----- Given information -----

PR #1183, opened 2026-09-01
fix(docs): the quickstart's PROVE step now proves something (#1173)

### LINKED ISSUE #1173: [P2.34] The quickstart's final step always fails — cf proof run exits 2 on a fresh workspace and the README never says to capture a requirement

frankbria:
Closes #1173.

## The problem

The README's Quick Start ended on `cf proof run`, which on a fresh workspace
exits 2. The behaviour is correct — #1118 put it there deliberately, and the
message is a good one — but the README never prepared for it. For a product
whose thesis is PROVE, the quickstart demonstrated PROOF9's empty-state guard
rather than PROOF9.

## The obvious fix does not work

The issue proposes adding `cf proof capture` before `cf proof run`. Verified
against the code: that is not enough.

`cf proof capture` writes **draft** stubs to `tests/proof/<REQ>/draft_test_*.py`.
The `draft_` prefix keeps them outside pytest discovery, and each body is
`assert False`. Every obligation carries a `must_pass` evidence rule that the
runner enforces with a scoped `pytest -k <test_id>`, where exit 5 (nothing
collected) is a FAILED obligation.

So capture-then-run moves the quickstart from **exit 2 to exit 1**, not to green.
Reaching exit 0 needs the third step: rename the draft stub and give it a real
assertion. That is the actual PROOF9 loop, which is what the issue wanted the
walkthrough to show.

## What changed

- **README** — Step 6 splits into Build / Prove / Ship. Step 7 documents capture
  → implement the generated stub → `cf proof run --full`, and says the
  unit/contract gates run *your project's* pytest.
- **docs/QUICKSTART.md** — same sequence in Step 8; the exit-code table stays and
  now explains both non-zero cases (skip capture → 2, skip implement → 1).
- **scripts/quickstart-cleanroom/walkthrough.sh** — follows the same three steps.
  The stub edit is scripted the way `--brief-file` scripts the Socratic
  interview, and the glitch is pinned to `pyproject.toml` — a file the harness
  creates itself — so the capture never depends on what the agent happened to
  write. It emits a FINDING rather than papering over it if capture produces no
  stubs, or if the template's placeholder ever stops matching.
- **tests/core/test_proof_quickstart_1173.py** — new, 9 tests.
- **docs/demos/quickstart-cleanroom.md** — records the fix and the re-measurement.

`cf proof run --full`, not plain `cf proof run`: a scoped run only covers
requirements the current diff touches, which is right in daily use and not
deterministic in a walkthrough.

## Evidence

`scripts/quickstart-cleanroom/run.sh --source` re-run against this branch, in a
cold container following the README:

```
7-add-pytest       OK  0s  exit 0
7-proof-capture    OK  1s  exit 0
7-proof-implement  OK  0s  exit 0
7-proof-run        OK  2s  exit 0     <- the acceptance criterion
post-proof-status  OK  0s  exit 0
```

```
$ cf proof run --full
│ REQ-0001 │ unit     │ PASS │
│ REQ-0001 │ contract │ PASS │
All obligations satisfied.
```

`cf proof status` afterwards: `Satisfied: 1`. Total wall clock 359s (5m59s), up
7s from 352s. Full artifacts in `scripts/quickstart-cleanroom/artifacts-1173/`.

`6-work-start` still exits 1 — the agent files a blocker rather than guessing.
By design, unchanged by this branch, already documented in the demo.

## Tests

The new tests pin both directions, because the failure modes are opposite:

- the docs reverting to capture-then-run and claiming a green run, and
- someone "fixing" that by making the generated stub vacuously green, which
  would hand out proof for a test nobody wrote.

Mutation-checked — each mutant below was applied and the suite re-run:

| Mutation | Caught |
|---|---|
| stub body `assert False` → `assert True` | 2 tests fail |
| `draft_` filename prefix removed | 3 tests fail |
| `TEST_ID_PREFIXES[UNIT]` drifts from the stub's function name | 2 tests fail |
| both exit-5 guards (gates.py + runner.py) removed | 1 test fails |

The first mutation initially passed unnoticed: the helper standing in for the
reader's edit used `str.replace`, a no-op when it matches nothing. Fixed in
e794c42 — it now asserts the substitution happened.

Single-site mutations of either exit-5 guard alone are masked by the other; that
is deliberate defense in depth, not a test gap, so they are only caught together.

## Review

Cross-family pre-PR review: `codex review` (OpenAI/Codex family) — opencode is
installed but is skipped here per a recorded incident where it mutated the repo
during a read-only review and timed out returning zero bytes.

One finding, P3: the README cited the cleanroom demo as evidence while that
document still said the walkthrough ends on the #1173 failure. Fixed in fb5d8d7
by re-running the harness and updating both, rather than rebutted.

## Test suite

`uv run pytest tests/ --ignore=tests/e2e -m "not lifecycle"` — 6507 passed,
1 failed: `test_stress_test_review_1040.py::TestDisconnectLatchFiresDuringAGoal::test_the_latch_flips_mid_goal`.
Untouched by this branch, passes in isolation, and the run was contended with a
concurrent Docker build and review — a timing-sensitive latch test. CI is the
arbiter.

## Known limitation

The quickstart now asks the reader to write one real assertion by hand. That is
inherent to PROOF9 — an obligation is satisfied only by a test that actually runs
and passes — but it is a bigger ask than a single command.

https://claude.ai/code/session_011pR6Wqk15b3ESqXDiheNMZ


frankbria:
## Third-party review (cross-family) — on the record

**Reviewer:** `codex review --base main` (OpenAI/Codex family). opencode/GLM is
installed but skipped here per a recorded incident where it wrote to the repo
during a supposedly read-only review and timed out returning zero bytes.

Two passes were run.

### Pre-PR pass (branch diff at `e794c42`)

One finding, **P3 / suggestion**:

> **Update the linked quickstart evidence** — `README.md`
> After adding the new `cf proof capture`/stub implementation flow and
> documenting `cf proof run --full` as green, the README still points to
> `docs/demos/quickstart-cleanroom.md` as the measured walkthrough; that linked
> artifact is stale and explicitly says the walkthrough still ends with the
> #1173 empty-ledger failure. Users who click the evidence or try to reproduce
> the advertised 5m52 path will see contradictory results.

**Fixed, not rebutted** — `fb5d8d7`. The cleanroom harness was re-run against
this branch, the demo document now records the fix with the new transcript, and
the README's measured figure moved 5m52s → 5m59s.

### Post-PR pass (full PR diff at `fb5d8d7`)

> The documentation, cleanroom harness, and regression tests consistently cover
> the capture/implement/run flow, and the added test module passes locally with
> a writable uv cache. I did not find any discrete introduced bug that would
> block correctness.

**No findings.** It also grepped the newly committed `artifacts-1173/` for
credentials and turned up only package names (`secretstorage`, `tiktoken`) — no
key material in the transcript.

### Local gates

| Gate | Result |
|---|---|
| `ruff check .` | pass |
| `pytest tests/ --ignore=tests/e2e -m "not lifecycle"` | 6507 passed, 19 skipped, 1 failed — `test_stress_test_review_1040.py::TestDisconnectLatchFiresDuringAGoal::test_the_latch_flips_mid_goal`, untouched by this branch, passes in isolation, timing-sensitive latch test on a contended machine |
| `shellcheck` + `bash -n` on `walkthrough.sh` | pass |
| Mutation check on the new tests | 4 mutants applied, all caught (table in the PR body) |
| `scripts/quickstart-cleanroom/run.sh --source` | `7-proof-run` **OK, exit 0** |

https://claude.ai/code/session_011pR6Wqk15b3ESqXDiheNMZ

-----
----- Given information -----

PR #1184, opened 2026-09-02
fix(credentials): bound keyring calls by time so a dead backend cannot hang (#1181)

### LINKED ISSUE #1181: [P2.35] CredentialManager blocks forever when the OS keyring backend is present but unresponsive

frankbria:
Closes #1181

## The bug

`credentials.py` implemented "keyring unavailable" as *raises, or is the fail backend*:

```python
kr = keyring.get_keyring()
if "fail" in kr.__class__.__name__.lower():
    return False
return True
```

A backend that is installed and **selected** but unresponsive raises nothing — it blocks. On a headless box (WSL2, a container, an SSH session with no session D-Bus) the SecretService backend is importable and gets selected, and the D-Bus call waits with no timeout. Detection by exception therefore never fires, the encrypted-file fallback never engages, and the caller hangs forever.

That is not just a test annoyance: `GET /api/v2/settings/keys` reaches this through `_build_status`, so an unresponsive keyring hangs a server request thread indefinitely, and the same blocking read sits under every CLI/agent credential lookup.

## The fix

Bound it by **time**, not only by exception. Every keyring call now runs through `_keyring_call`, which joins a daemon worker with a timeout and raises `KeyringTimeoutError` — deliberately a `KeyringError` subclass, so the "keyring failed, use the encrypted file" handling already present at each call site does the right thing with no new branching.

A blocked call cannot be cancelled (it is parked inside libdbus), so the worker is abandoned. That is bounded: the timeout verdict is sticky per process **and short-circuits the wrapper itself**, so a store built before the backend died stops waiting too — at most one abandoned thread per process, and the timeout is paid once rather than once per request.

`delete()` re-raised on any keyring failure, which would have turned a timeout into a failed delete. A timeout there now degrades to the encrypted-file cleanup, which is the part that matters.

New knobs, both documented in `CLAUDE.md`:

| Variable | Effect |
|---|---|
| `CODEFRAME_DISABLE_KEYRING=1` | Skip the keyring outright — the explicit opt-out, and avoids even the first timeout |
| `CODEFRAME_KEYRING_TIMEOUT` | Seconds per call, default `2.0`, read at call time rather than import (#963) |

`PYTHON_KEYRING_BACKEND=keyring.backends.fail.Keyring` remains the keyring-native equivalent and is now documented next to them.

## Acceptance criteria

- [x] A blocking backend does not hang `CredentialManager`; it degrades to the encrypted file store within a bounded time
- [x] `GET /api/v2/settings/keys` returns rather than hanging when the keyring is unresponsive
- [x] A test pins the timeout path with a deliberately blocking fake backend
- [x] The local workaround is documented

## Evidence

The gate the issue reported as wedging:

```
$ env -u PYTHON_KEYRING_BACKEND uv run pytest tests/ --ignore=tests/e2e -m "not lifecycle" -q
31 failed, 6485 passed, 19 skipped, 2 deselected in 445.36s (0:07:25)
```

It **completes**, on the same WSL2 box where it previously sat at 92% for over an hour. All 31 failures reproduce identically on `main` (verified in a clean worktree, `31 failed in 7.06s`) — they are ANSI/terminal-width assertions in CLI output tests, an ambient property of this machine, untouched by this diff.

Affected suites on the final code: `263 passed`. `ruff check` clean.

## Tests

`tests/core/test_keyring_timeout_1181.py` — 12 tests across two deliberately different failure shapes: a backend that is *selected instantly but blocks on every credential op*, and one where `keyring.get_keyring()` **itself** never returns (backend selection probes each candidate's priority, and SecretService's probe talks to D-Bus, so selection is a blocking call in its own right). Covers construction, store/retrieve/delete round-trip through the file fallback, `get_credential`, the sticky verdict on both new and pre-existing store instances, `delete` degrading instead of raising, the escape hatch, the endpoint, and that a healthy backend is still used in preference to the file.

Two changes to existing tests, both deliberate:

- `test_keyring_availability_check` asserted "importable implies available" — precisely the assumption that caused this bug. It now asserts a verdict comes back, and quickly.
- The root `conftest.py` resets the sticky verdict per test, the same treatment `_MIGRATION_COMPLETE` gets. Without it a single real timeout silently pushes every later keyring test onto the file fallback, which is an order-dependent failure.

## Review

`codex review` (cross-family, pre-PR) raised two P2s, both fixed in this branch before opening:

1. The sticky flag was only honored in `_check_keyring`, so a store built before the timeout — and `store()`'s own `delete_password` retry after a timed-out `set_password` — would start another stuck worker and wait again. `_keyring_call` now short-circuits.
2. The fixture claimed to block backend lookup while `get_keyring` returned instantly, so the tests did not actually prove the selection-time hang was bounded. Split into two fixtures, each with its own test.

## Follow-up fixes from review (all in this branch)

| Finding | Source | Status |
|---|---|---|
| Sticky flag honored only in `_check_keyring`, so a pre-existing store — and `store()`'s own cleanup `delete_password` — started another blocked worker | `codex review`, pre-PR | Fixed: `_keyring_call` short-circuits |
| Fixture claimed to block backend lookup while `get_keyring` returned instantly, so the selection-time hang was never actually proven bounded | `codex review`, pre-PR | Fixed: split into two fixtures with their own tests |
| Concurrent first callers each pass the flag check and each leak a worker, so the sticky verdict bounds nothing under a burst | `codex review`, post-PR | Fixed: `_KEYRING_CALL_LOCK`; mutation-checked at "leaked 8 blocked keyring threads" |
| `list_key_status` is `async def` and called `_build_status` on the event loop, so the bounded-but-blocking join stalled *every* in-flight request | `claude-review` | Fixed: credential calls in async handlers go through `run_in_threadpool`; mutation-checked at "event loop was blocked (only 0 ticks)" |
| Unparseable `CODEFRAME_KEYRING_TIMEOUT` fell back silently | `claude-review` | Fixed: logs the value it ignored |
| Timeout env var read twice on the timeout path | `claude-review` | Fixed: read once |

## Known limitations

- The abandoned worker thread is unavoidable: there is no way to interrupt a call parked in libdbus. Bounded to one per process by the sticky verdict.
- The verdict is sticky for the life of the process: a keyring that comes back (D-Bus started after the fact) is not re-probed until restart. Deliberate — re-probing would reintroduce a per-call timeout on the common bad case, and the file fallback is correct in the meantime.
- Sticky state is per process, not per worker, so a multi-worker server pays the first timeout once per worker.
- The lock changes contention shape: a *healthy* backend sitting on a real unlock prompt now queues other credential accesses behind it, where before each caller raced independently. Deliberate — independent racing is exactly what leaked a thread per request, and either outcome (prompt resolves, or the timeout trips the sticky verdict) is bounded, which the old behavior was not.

-----
----- Given information -----

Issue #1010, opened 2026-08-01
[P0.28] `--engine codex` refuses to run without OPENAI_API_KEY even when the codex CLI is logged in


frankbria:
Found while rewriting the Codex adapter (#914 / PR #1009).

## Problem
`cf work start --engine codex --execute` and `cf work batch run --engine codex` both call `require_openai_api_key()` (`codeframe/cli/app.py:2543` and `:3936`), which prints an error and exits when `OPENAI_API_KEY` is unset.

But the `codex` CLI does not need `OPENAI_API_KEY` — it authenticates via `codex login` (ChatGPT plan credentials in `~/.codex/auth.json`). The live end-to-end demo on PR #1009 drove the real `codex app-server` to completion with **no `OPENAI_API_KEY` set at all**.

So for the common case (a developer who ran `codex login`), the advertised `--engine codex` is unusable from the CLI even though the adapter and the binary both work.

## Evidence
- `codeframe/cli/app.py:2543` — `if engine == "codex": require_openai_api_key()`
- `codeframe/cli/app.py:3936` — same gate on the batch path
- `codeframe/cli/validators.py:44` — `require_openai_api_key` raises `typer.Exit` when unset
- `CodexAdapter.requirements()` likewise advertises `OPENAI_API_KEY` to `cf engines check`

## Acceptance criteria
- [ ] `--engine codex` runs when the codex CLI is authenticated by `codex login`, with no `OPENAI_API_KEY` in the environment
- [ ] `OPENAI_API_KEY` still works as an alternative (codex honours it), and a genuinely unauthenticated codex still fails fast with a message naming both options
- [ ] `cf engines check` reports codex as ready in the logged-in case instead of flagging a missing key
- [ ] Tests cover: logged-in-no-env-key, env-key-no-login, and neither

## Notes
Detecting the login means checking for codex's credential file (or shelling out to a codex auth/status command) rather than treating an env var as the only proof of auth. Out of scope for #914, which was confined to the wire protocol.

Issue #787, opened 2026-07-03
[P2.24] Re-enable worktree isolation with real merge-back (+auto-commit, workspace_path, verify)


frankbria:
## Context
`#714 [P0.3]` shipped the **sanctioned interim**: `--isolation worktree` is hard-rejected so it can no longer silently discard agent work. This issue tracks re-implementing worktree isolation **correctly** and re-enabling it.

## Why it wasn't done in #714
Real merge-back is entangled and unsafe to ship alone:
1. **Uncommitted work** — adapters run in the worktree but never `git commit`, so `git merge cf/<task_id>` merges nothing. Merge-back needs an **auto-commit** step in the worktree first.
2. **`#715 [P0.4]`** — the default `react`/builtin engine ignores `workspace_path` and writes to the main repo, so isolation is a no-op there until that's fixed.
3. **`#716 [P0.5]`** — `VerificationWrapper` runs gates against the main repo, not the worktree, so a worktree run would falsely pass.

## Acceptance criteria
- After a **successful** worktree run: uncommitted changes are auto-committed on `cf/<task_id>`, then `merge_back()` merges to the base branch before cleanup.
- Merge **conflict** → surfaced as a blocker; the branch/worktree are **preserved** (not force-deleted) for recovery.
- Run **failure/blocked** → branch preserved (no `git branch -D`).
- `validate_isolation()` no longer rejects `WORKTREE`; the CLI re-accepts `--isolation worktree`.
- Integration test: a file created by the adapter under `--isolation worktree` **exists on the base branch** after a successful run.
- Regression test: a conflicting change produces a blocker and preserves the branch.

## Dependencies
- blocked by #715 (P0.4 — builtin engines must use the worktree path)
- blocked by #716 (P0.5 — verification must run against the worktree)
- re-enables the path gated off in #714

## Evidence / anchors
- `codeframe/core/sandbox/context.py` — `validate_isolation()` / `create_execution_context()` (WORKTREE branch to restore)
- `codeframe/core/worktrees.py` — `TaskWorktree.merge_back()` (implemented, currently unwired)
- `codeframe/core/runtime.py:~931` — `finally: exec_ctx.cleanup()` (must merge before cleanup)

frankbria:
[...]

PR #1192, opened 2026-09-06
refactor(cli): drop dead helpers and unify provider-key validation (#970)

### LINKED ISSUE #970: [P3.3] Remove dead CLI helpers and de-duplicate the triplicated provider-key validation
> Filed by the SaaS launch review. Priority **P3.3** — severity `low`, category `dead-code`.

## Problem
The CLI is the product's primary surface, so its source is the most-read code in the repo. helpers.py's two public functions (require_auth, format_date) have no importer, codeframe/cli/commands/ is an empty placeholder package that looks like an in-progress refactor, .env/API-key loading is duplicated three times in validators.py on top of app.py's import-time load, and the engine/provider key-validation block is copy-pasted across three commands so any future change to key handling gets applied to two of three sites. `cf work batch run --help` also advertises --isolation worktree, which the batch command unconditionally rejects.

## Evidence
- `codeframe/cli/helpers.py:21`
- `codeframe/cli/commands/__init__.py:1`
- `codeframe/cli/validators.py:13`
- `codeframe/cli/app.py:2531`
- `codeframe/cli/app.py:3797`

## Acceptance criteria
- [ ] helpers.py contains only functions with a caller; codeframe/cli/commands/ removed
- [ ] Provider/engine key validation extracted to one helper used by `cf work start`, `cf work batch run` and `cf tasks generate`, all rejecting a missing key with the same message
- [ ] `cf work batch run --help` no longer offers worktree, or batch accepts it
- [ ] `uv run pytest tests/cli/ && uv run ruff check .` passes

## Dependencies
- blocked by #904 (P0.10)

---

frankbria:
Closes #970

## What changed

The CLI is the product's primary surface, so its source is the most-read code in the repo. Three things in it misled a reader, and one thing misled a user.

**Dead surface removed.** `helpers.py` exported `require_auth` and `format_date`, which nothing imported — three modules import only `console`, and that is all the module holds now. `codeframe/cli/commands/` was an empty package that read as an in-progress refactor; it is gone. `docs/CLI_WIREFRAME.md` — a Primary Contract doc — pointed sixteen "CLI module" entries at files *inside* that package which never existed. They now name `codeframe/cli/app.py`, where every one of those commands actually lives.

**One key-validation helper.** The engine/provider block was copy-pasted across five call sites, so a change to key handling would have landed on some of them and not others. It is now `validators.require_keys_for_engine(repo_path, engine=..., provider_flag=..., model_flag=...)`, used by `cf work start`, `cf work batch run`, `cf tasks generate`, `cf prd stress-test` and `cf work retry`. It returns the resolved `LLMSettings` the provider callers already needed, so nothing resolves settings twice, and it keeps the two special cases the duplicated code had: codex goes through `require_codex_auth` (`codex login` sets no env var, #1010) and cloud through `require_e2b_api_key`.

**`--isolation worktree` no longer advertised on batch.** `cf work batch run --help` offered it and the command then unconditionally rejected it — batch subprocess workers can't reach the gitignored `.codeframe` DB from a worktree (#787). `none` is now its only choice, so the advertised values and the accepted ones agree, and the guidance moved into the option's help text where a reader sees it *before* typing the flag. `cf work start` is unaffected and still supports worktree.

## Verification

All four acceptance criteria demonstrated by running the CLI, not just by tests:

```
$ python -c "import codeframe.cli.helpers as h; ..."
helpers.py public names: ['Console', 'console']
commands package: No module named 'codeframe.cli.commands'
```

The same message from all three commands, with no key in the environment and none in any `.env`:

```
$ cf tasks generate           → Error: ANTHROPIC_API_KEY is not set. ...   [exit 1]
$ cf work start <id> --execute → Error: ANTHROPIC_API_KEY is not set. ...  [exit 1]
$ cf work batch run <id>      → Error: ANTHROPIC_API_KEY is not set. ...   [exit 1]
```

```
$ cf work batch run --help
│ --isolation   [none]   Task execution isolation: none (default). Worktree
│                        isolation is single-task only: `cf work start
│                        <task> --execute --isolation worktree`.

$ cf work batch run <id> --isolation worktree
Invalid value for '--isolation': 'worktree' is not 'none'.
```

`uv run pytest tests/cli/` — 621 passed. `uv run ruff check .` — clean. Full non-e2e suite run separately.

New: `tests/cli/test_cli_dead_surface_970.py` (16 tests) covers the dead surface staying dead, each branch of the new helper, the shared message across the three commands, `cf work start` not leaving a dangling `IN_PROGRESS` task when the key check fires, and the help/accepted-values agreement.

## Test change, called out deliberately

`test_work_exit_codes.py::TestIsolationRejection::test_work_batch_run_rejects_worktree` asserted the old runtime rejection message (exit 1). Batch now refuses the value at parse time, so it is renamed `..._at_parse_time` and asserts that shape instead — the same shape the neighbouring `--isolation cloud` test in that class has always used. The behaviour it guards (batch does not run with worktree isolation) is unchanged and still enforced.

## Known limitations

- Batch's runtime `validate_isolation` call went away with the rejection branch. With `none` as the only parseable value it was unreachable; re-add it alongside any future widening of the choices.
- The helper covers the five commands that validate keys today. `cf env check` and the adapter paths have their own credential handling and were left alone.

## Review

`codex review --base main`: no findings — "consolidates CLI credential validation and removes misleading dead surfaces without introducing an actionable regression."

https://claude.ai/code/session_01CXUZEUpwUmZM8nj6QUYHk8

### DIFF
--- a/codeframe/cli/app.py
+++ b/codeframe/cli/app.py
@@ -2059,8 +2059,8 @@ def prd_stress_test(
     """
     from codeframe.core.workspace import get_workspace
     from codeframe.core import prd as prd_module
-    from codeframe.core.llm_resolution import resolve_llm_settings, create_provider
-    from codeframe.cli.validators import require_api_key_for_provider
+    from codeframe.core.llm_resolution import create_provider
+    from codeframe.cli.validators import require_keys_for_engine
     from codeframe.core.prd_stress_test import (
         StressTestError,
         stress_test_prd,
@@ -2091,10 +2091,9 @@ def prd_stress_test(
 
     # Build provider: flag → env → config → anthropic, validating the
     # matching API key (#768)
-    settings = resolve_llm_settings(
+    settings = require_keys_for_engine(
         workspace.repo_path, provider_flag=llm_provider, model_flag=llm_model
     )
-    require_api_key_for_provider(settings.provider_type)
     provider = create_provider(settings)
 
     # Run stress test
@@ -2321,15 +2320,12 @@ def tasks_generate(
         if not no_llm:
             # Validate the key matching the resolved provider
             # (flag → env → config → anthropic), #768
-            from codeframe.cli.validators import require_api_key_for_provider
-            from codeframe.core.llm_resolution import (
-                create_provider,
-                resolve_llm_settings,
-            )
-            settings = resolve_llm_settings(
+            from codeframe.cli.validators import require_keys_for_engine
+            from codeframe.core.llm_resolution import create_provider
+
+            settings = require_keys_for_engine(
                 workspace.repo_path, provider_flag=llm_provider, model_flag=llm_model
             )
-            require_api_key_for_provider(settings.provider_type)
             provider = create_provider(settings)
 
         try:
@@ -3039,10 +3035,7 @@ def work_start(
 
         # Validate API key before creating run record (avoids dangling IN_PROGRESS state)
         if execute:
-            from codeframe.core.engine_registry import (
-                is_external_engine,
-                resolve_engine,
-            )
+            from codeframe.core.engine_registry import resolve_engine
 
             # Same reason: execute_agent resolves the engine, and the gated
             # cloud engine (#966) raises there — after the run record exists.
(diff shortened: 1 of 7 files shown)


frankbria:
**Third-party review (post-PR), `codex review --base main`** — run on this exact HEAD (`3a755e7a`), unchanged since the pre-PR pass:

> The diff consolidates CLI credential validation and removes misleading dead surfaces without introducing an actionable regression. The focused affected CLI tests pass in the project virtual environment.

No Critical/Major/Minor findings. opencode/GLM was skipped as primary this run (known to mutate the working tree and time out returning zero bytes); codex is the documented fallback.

-----

Go through the entries and report every line with the string "actionable".

`codex review --base main`: no findings — "consolidates CLI credential validation and removes misleading dead surfaces without introducing an actionable regression."
> The diff consolidates CLI credential validation and removes misleading dead surfaces without introducing an actionable regression. The focused affected CLI tests pass in the project virtual environment.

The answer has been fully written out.